O mal-estar com tudo o que significa a globalização dominante vai criando força na segunda metade da década de 1990. No início, poucos se manifestavam. Mas, devagar, uma onda gigante vai tomando corpo. Tudo o que era visto como expressão da globalização neoliberal passa a ser alvo de coalizões de entidades e movimentos cada vez mais amplos. Podem ser as reuniões semestrais do Banco Mundial e FMI, as reuniões do clube G7+1, as cúpulas da União Européia, as rodadas da novíssima OMC, os encontros anuais do Fórum Econômico Mundial, de Davos. Multiplicam-se os eventos de governos e empresas pró-globalização e, como contra-força, amplificam-se os protestos antiglobalização dos deixados de fora. A efervescência atinge um ápice na virada do século. Os marcos – diferentes em conteúdo e forma, mas unidos umbilicalmente na expressão da crescente insatisfação social com os rumos do mundo – são o bloqueio cívico à conferência da OMC em Seattle, nos EUA, em fins de novembro e início de dezembro de 1999, e a emergência do Fórum Social Mundial, em janeiro de 2001, em Porto Alegre.
A partir daí, o triunfalismo da globalização como modelo de desenvolvimento e vida cede lugar às incontroláveis contradições e fraturas que a movem. Os governos dominantes, quando se reúnem, evitam, de todas as formas, a proximidade com a cidadania que os constitui. Esta é a situação em que se encontra o G-8. Cada vez mais contestado. Cada vez com menos legitimidade. Mas ainda poderoso. Desde alguns anos, o G-8 vem mudando a sua agenda oficial, incluindo temas caros para a emergente cidadania planetária, como o cancelamento da dívida externa, o enfrentamento da pobreza, a atenção às regiões e países menos desenvolvidos.
Agora, no calor do debate sobre a mudança climática, até isto entra na agenda. Mas no fundo, o que interessa mesmo é a segurança e a ordem, para a prosperidade dos negócios, bem entendido. É estranho o aparente esforço do G-8 em ser aberto às demandas da cidadania ativa, reprimindo aquela que se manifesta à sua porta. Promete-se muito e pouco se faz. O G-8, com todo o seu poder, afunda na própria ilegitimidade de sua existência. Não é o convite para as tais potências emergentes, entre elas o Brasil, que vai resolver o seu problema. Só a volta ao mais genuíno multilateralismo pode apontar alguma saída.

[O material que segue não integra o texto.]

PR #5011, opened 2022-04-05
test(run-protocol): inline golden log

turadg:
_no ticket_

## Description

Ava's snapshot testing creates two files. One is human readable but the source of truth is binary and effectively uneditable. This prevents a workflow in which the snapshot is manually updated. While refactoring that workflow is valuable so that you can update parts that you expect to change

A humanidade vai continuar a caminhar para um beco sem saída se os governantes continuarem a lhe dar as costas e olhar mais para empresas e negócios. Estamos diante de sinais claros de crise da civilização industrial capitalista, que ao mesmo tempo cria abundância e miséria, gera concentração de riquezas e exclusão social, produz muito e destrói a base natural de produção e vida, organiza a economia e o poder em escala global e mina as bases de existência de sociedades sustentáveis em sua diversidade. Precisamos, urgentemente, reconstruir uma ordem mundial democrática, subsidiária de economias e poderes locais fortalecidos, que não necessita de G-8 ou qualquer clube de países zelosos em proteger os interesses de suas corporações capitalistas.
Cândido Grzybowski, sociólogo, é diretor do Instituto Brasileiro de Análises Sociais e Econômicas (Ibase).